Migratory movement patterns

Of the 73 adult female flatback turtles tracked to their foraging grounds, 11 remained within 100 km of the frequented rookeries (i.e. residents, mean 65 ± 25 km, range 10–95 km), four migrated south-west (all from Port Hedland) and 58 migrated north-east (Fig. 2a; Supplementary Table 1). The four turtles that travelled south-west from Port Hedland migrated an average 400 km (mean 405 ± 29 km, range 370–440 km). Of the 58 turtles that migrated north-east, the majority (45 %, n = 26) travelled 500–1,000 km, 22 % (n = 13) travelled 100–500 km, 24 % (n = 14) travelled 1,000–1,500 km and 9 % (n = 5) travelled >1,500 km. All turtles combined had a latitudinal range of 10–22°S and longitudinal range of 114–141°E. In general, the females from all four nesting sites were of a similar size range, with an average curved carapace length of 90 cm (SD ± 2.5; range 85–99 cm). Postnesting migration away from the rookeries spanned a period from 22 November to 27 January, for all years combined.
Fig. 2

a The postnesting migratory tracks of 73 adult female flatbacks tracked from the four nesting sites (yellow circles from west to east: Thevenard, n = 5; Barrow Island, n = 44; Mundabullangana, n = 2; Port Hedland, n = 22) between 2005 and 2012. b The 25 % (red), 50 % (pink), 75 % (orange) and 95 % (yellow) kernel density estimates (KDEs) of the migratory tracks using ArcGIS (version 10.1, ESRI®) software. The bandwidth was calculated using LSCV = 35 km. Because the tracks were linear (i.e. unidirectional), and all turtles did not depart from the same rookery or arrive at the same foraging area, the 25–50 % KDEs were biased to the rookeries (where all tracks began), and hence were not representative of the corridor; therefore, the 75 % KDE was more representative of the broader movement patterns of these four rookeries. c Area estimates based on cumulative track length using a 20-km grid mesh generated by the Repeating Shapes ArcGIS extension. Cumulative track length was used rather than the count of the number of individuals to better reflect corridor path use. Class breaks using intervals of 1 standard deviation from the mean were used to divide the data into four SD categories: very high use (termed core) >1.5 (red), high use 0.5–1.5 (pink), intermediate use = −0.5–0.5 (orange) and low use less than −0.5 (yellow)

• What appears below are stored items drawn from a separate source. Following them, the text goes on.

PR #3081, opened 2026-08-07
spec: exact scheme for Sui (effects-only verification)

hayes-mysten:
## Description

Adds `specs/schemes/exact/scheme_exact_sui.md`, a Sui chain implementation of the `exact` scheme.

This is an **alternative design** to #2615 by @Sceat, whose work established gasless Address-Balance transfers on Sui and surfaced the core questions this spec builds on — full credit to that PR for the groundwork and discussion. The two differ in verification model:

- **Effects-only verification.** The facilitator confirms one thing — the declared recipient (`payTo`) was credited exactly `amount` in `asset`, read from the transaction's balance changes — and does not constrain how the transaction is built (which commands it uses, where funds are sourced, or how gas is arranged). Sui transactions are composable by design, so a payment may swap to the requested asset, withdraw from a vault, or write an on-chain receipt in the same transaction without the facilitator knowing or caring how. Clients may also self-sponsor gas.
- **Stateless replay + idempotent settlement.** Verify rejects an already-committed digest; Sui commits a transaction at most once, so a retried settle re-executes to the same effects. Checks-enabled simulation validates expiration, so there is no separate freshness field.
- **Optional server nonce.** A server MAY declare a Base64 `extra.nonce` the client carries as a `Pure` input for challenge binding or on-chain reconciliation (SHOULD be ≤32 bytes to stay gasless-eligible; MAY be referenced by a command). When absent, there is no nonce check.
- **Sponsorship as one field.** Gas sponsorship is a single `extra.feePayer` coordination field; what is sponsorable is entirely the sponsor's concern and out of x402 scope.

This is the base of a two-part stack; the `@x402/sui` implementation is in #3082, which depends on this spec.

## Tests

Docs-only. No code changes.

## Checklist

- [x] All new and existing tests pass (n/a — docs only)

---

*Disclosure: this spec was drafted with substantial AI assistance and reviewed by me before submission, per the AI-assisted contributions guidance.*


DrVelvetFog:
Really glad to see this — effects-only is how the facilitator I run validates payments, and the nonce-as-Pure-input design matches where the #2615 thread landed. Credit to @Sceat too; this builds on a lot of ground that PR broke.

One thing I'd push on before this merges: the freshness story has a gap I can back with data.

The spec's already-executed check is "recompute the digest and look it up." That lookup has a retention horizon. On Aug 7 I verified that digests from my July gasless runs already return NOT_FOUND on the public testnet fullnode — roughly a 2–3 week window ([data in the #2615 thread](https://github.com/x402-foundation/x402/pull/2615#issuecomment-5217061357)). So the verify-time replay guard silently stops working for any payment older than the node's retention, and the spec currently presents it as unconditional.

That would be fine if payment lifetime were bounded, but it isn't: the spec says checks-enabled simulation validates expiration so no separate freshness field is needed — except an Address-Balance-sourced transaction can legally carry `Expiration::None`, and the reference client in #3082 doesn't set an expiration at all. Default-built payments live forever; the lookup that's supposed to catch their replay doesn't.

To be clear about scope: this isn't a double-charge concern — execution-level dedup is the chain's job, as you said upthread. It's that the spec's stated verify guarantee doesn't hold past the retention window.

Two possible fixes, not mutually exclusive:

1. Have the spec RECOMMEND (or require) clients set an expiration, bounding validity well inside typical fullnode retention. The reference client setting one by default would make this real in practice.
2. Scope the already-executed check honestly ("best-effort within the node's retention window") and point servers at the declared nonce for anything that must stay verifiable longer — the nonce already solves this cleanly since the server retires the challenge, not the payment.

Happy to run this against my facilitator's testnet vectors once the shape settles — same offer as in the #2615 thread.

hayes-mysten:
Thanks for the review @DrVelvetFog.  I don't think this is actually a concern because execution will fail if you try to re-execute a tx that was already pruned.   I am updating the spec to mention this is a best effort check, but it is not critical, and there is no risk of an old tx somehow succeeding settlement. The simulation should also fail in this case, so you also should not end up in a situation where verify passes but settlement fails

Danny-Devs:
Read through at `9b1b1412`, with the `@mysten/sui` client and a testnet node open alongside.

One finding I would call load-bearing: a facilitator that implements §Effects check exactly as written can accept a payment that never happened. Then three smaller documentation notes.

I ran the call rather than reasoning from the type declarations, so the first one comes with output instead of a hypothesis.

## `balanceChanges` is opt-in on the transport this scheme now targets

§Verification step 6 and §Effects check both read the agreed asset's `balanceChanges`. On the gRPC surface that field is masked — `@mysten/sui@2.22.0`, `dist/client/types.d.mts`:

```ts
balanceChanges: Include extends { balanceChanges: true } ? BalanceChange[] : undefined;
```

`Include` defaults to `{}`. Simulating the same transaction twice against `fullnode.testnet.sui.io:443` (`sui-node/1.77.2`), one argument apart:

```
A. simulateTransaction({ transaction })
     status         : { success: true, error: null }
     balanceChanges : undefined

B. simulateTransaction({ transaction, include: { balanceChanges: true } })
     status         : { success: true, error: null }
     balanceChanges : [ { coinType: "0x2::sui::SUI", address: "0x1f3b…", amount: "-63520" }, … ]
```

Case A is a successful simulation. `status` arrives unconditionally, so there is no error for a facilitator to notice — the asset data is simply not there. Worth adding: `balanceChanges` is still **present as a key** on the response in case A, holding `undefined`, so a defensive `'balanceChanges' in result` check passes.

This is not a corner case for much longer. JSON-RPC on public fullnodes now answers *"Method not found. JSON-RPC on public fullnodes has been deprecated. Please migrate to gRPC or GraphQL endpoints"* (`sui_getChainIdentifier` against `fullnode.mainnet.sui.io`, 2026-08-16), so implementers are being moved onto the masked surface within this spec's own lifetime.

That matters because §Effects check states the assertion twice, and the two phrasings diverge on exactly this input. The positive one — *"asserts that the declared recipient, `payTo`, was credited (net) exactly `amount`"* — fails closed, since an empty sum is not `amount`. The closing line — *"A mismatch is rejected"* — presupposes a balance change exists to compare against, so an implementer looking for a contradicting entry finds none and passes.

Absent, empty, and present-but-wrong are three different states here, and the text currently distinguishes only the third.

**Suggested addition, one sentence in §Effects check:** the facilitator MUST request balance changes explicitly, and MUST treat their absence as a verification failure rather than as an absence of mismatch.

## Two smaller ones

**1. `extra.gasStation` disappears without a note.** Measured across the two revisions: `gasStation` 2 references on `main` → 0 here, `feePayer` 0 → 4. Since `extra` is matched by value against the client's `accepted.extra`, a stale client does not degrade — it stops matching. One line in §Gas sponsorship stating the field is removed would save a reader diffing revisions to find out.

**2. The reason-code table names a requirement the body disclaims.** The table describes `invalid_exact_sui_payload_transfer_mismatch` as *"Effects do not match the single-recipient requirement"*, but §Effects check and §Summary both say the scheme does not forbid other recipients. §Security Considerations already has the correct phrasing under *Authorization scope*: *"the recipient credited exactly `amount`"*. Worth fixing because the table is where a second implementer looks first — it misled this read, and a reader who stops there builds something that rejects valid composed payments.

---

*Drafted with AI assistance, verified by a human in the loop.*

hayes-mysten:
Thanks for the review. I updated the wording in a few places to clarify a few of the things you flagged

I am not sure the balance change missing thing your agent flagged is really a major concern, that kinda just falls into a category of a broken implementation, but added some small changes to cover this anyway

feePayer was based on comments on the other spec pr.  I'm not sure if migrations should be covered here or not (would love some input from a maintainer here, but since there was never an in-repo implementation of the spec, I think we can probably omit it?

DrVelvetFog:
Re-read at `5d5b8f21`. The fail-closed sentence on balance changes is the right shape — absent and zero being different answers is the kind of thing a second implementer gets wrong silently.

Coming back to the best-effort wording, though: I think step 4 now rules out the one case it was written for.

The paragraph opens by saying why the lookup exists ([L193](https://github.com/x402-foundation/x402/blob/5d5b8f2188ca0d1dde2bcdc4723d3a2b88f4cae9/specs/schemes/exact/scheme_exact_sui.md#L193)):

> A transaction sourced entirely from Address Balances has no object inputs, so simulation alone cannot detect a replay.

and then closes by saying why losing the lookup is survivable ([L196](https://github.com/x402-foundation/x402/blob/5d5b8f2188ca0d1dde2bcdc4723d3a2b88f4cae9/specs/schemes/exact/scheme_exact_sui.md#L196)):

> a replay whose digest has been pruned instead fails simulation or execution (its inputs are consumed or its expiration has passed)

Take an Address-Balance payment with no expiration set. There are no object inputs to consume — that's the first sentence — and there's no expiration to pass. Both fallbacks are empty for exactly the transaction shape the step exists to catch, and it's the shape §Construction points people at, since `tx.balance()` "often yields a gasless stablecoin transfer." Same claim carries into §Security Considerations at [L316](https://github.com/x402-foundation/x402/blob/5d5b8f2188ca0d1dde2bcdc4723d3a2b88f4cae9/specs/schemes/exact/scheme_exact_sui.md#L316).

To be clear about the blast radius: at-most-once still holds and nobody double-spends. What's reachable is a verify that passes on a pruned digest and a settle that then doesn't — plus two sentences that overstate. [L141](https://github.com/x402-foundation/x402/blob/5d5b8f2188ca0d1dde2bcdc4723d3a2b88f4cae9/specs/schemes/exact/scheme_exact_sui.md#L141) and L318 both say a payment's validity window "is bounded on-chain by the transaction's own expiration," but nothing in the scheme asks the client to set one, and the reference client in #3082 doesn't.

Which is the repair, I think, rather than rewording the parenthetical: have the client set an expiration by default, and say so here. Then "its expiration has passed" is always true, the best-effort argument holds for every shape including the gasless one, and both bounded-window sentences become true as written. Pruning stops mattering because nothing outlives its own window.

If you'd rather leave the client alone, the smaller version is to scope the parenthetical to transactions that have object inputs or an expiration, and name the remainder as verify-passes-settle-fails.

*Drafted with AI assistance, verified against the branch head.*

Danny-Devs:
The gap @DrVelvetFog describes — a payment with no owned inputs and no gas payment, so nothing on-chain bounds its replay window — doesn't look reachable through the reference client. It stamps an expiration on exactly that shape, automatically.

`client/address-balance-transaction-expiration.ts` sets a two-epoch `ValidDuring` window whenever four things hold: gas selection is off, `gasData.payment` is empty, the client set no expiration of its own, and the build isn't transaction-kind-only. That combination *is* the gasless Address Balance shape. And a client that lets the SDK pick gas gets gas coin objects instead — those are owned inputs, so the other bound catches it.

So the SDK closes the gap. The spec doesn't, and the spec is what a second implementer builds from: a Rust or Go client following §Construction has no reason to stamp an expiration at all, because the expiry bullet reads as an observation, not a rule.

The cheap fix is to write down what the reference client already does. §Construction's expiry bullet would become:

"**Expiry.** A payment carrying no owned inputs and no gas payment — the gasless Address Balance shape — MUST set a transaction expiration, and the facilitator MUST reject it at verify when one is absent. Where set, it bounds the validity window on-chain, enforced by simulation at verify and execution at settle. `maxTimeoutSeconds` is the resource server's advertised window; it is not enforced at the transaction level and need not match."

and the matching sentence under Replay prevention would point at that requirement rather than restate it. Costs existing clients nothing — they already emit it.

Separately: that window is two epochs, wide next to a typical `maxTimeoutSeconds`. Worth a line saying the two are different guarantees, so nobody reads the advertised one as enforced.

*Drafted with AI assistance, vetted by human in the loop.*

DrVelvetFog:
Danny-Devs' wording is the fix. The SDK evidence is what settles it — good catch that the reference client already stamps the two-epoch window, because it means a spec-level MUST costs existing clients nothing and only pins down what a second implementer (Rust, Go) would otherwise skip, since §Construction's expiry bullet reads as an observation rather than a rule.

Worth spelling out that the same MUST also repairs the step 4 wording: once an expiration is required on the no-owned-inputs/no-gas shape, "or its expiration has passed" is a real fallback again, and the "validity window is bounded on-chain by the transaction's own expiration" lines in §Verification and §Security Considerations become true as written instead of describing a shape the spec never requires to carry one. Same one-line change closes both.

+1 on flagging that the two-epoch window and `maxTimeoutSeconds` are separate guarantees — that's an easy silent mismatch for a facilitator author to bake in.

*Drafted with AI assistance, human in the loop.*

DrVelvetFog:
Small follow-up, prompted by real usage. Two independent implementers built on a live Sui facilitator this week — one a client SDK + seller middleware, one a second facilitator instance — both on testnet, and both snagged on the same question: what's the canonical Sui *testnet* network id?

Turns out it's already here: the Network Format section of this spec defines `sui:mainnet` / `sui:testnet` / `sui:devnet`. So within the scheme it's settled, and I've pointed them at it.

Where it's *not* yet is one level up — `docs/core-concepts/network-and-token-support.mdx` (the CAIP-2 identifier list and the default-asset tables) has no Sui entry at all; it covers EVM, Solana, TON, Algorand, Stellar, Aptos, Hedera, Keeta, NEAR, Concordium, and XRPL. So anyone discovering or validating networks against that registry doesn't find `sui:testnet`, even though this PR specifies it — which is almost certainly what implementers keep hitting.

Since that doc tracks shipped/registered support, the natural time to add Sui is when this scheme lands. Rows ready to fold in — both USDC confirmed on-chain as USDC / 6 dp today:

- Identifier: `sui:<network>` (`mainnet`, `testnet`, `devnet`)
- Sui Mainnet · `sui:mainnet` · `0xdba34672e30cb065b1f93e3ab55318768fd6fef66c15942c9f7cb846e2f900e7::usdc::USDC` · 6
- Sui Testnet · `sui:testnet` · `0xa1ec7fc00a6f40db9693ad1415d0c193ad3906494428cf252621037bd7117e29::usdc::USDC` · 6

Happy to send these as a docs PR to land alongside the merge if that's useful.

*Drafted with AI assistance, reviewed by me.*

yannickrocks:
Implementer here, the client SDK and middleware DrVelvetFog mentioned. Adding
the running-code view for `sui:testnet` and the registry gap.

- `@sui-x402` (five TypeScript packages, v0.1.0 on npm) treats `sui:testnet`
  as the default network in both the payer and the seller middleware;
  `sui:mainnet` is behind explicit opt-ins on both sides.
- Eleven payments have settled end to end on Sui testnet through the reference
  facilitator with `sui:testnet` in `PaymentRequirements`, most recently
  [`F1YSaQdc…`](https://testnet.suivision.xyz/txblock/F1YSaQdcFiMgV364osSCDAVNuD4tPPPAQtZVXMACh39k).
- We hit exactly the discovery gap described above: the scheme in this PR
  defines the id, but `docs/core-concepts/network-and-token-support.mdx` has
  no Sui entry, so anyone validating against the registry comes up empty.

+1 to landing the registry rows alongside this scheme. The testnet USDC entry
in DrVelvetFog's table matches what our schemas capture from the facilitator's
live traffic (`0xa1ec…7e29::usdc::USDC`, 6 decimals). Happy to co-review the
registry docs PR when it goes up.

*Drafted with AI assistance, reviewed by me.*

Danny-Devs:
I wanted to raise a suggestion for §Construction's expiry rule. I first made it on #2616 in July, against the implementation this PR replaced, so it never reached this thread.

**`ValidDuring` can bound a payment in seconds, and nothing currently uses that.**

The struct carries `minTimestamp` and `maxTimestamp` alongside the epoch pair, and the SDK's Address-Balance plugin leaves both `null`. That leaves only the epoch bound, `minEpoch: currentEpoch, maxEpoch: currentEpoch + 1`, so at Sui's 24-hour epochs a signed payment stays broadcastable for 24 to 48 hours while `maxTimeoutSeconds` is usually measured in seconds.

The proposal is that where `maxTimestamp` is present, the facilitator enforces `maxTimeoutSeconds` against it precisely, keeping the epoch bound as the floor. A client that wants a tight payment stamps a tight timestamp, and a client that stamps nothing behaves exactly as it does today.

Nothing is added to the transaction, since the field already sits in the signed bytes and is simply unset, so there is no extra command and no extra gas. It also shrinks the surrounding problem, because any dedup kept above the chain then only has to cover the payment's real lifetime, and two minutes is far easier to cover than two days.

*Drafted with AI assistance, vetted by a human in the loop. Read at `5d5b8f21` and the SDK's `address-balance-transaction-expiration.ts` on main.*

Migratory corridor delineation

The 50 % KDE was biased to the marine area directly fronting the rookeries (Fig. 2b)because this is where the transmitters were attached , hence, where the maximum density of tracks occurred; therefore, this measure could not be used to delineate a linear migratory corridor. In comparison, the 75 % KDE better presented the corridor, extending a length of 1 200 km and covering an area of 89 519 km2. The maximum extent of the corridor (95 % KDE) extended 2 760 km in length and covered an area of 235 488 km2.

Cumulative track length in each 20 km vector grid produced a more refined corridor (Fig. 2c). For instance, the core-use area of the corridor (Fig. 2c) was 1 150 km in length, which was similar to the 75 % KDE, but covered an area of 30 800 km2 (i.e. 66 % smaller than the 75 % KDE). The maximum extent of the corridor accounting for all grid cells with turtle tracks present was 3 600 km in length and covered an area of 301 600 km2.

The maximum seabed depth traversed by each track had a mean of 127 m (±20; max. range 50–127 m), with the core corridor area ranging between 50 and 500 m seabed depth, while the maximum depth of the overall corridor extended to 1 000 m. All turtles remained on the continental margin, with a maximum track distance from shore of 125 km (±35; max. range 36–125 km).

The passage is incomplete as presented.